27 Comments

  1. John Blakey
    February 8, 2018 @ 9:37 am

    Now, can you get a mobile signal?

    Reply

  2. Steve Myles
    February 8, 2018 @ 9:54 am

    The Syncronised Pole Vaulting Team go for gold in the Austerity Games!

    Reply

  3. Les Quilter
    February 8, 2018 @ 4:19 pm

    Lovers’ leap after a sordid affair takes three lives.

    Reply

  4. Les Quilter
    February 8, 2018 @ 4:21 pm

    I hope they have lots of band-aids.

    Reply

  5. Mike
    February 8, 2018 @ 5:03 pm

    You sure this is a cure for piles?

    Reply

  6. Stan Courtney
    February 8, 2018 @ 5:17 pm

    First aerial reconnaissance squadron in action.

    Reply

  7. David Gradwick
    February 8, 2018 @ 7:00 pm

    Blackadder had his pencils but our bendy poles will definitely get us out of the army.

    Reply

  8. Tony England
    February 9, 2018 @ 10:34 am

    Are you sure this is the quickest way to get back to barracks before lights-out ?

    Reply

  9. Bernard Carpenter
    February 9, 2018 @ 10:34 am

    Right, new plan!
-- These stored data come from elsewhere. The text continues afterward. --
PR #2410, opened 2025-03-05
Add docs for messaging styles

stefansimik:
# Pull Request

New documentation: Messaging styles

Created based on hints from @faysou , @cjdsellers , @demonkoryu  🙏 
Thank you all guys.

## Type of change

New documentation

New documentation added

✅  precommit passed

## TODO for Chris 
( @cjdsellers  )

1. New link should be placed **after the existing** "message_bus.md" file since it builds upon those concepts while introducing additional messaging patterns.
2. Double check please and make proper corrections, where needed 🙏 

The navigation structure would look like:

If we pretend to be trees, no one will see us!

    Reply

  10. Marcus Townley
    February 9, 2018 @ 12:28 pm

    Quick here comes the RSM and The CO ……act natural

    Reply

  11. Andrew Martlew
    February 10, 2018 @ 12:26 am

    After a glass too many, the gallant grape treaders of the Chianti Corps turn their attention to the spaghetti harvest.

    Reply

  12. Henryk Bobrowski
    February 10, 2018 @ 12:34 pm

    Why can’t they just pay to get in, like the rest of us ?

    Reply

  13. Carolyn clark
    February 10, 2018 @ 1:52 pm

    And. I thought we were practicing for the Olympics

    Reply

  14. Lionel Coquet
    February 10, 2018 @ 6:00 pm

    First ever aerial reconnaissance squadron on top secret mission (quickly fell into disuse after it was found that the men on the end of the poles just made better targets)…either that or these are those guys in Mad Max fury road.

    Reply

  15. Philip Cooter
    February 11, 2018 @ 8:51 pm

    The Honourable Leaping Pole Vaulters Company led the assault on the Bamboo line.

    Reply

  16. Andrew Martlew
    February 12, 2018 @ 11:54 am

    Gondolier squadron left high and dry after theft of boats.

    Reply

  17. Andrew Martlew
    February 12, 2018 @ 12:04 pm

    Are you sure there were no instructions included with these Bangalore torpedoes?

    Reply

  18. Dan Harper
    February 15, 2018 @ 7:01 pm

    that’s a rather nasty splinter, someone could get hurt!

    Reply

  19. Chris
    February 16, 2018 @ 4:58 pm

    And all this time I thought we were training for the Olympics

    Reply

  20. Calum Macleod
    February 21, 2018 @ 4:21 pm

    When the Italian remake of The Great Escape ran out of money for a motorbike, they didn’t let that deter them.

    Reply

  21. steve
    February 24, 2018 @ 9:17 am

    “When I said go to B&Q and get three of the biggest shovels you can find…… “

    Reply

  22. steve
    February 24, 2018 @ 9:50 am

    ” We’ve got a washing line, we’ve got the props, we’ve no instructions but how hard can it be…. ? “

    Reply

  23. steve
    February 25, 2018 @ 7:37 pm

    ” …… so, after about an hour I said to him ” OK, if you’re so sure, Mr Smarty Pants, just show me where it says you can’t climb up the cricket stumps.” “

    Reply

  24. Les Quilter
    February 27, 2018 @ 6:25 pm

    Good timing, gentlemen, don’t forget when we land we scream in unison.

    Reply

  25. Tom Murphy
    February 28, 2018 @ 3:30 pm

    The East German Olympic pole vault team begin training for their attempt to become the West German Olympic pole vault team.

    Reply

  26. Mr Nicholas Craig Bootle
    March 1, 2018 @ 8:17 pm

    QUICK THE TROOPS ARE COMING!

    Reply

  27. Geoff Dagger
    March 5, 2018 @ 12:50 pm

    It was then they realised that they should have delayed the opening of the new pole dancing club.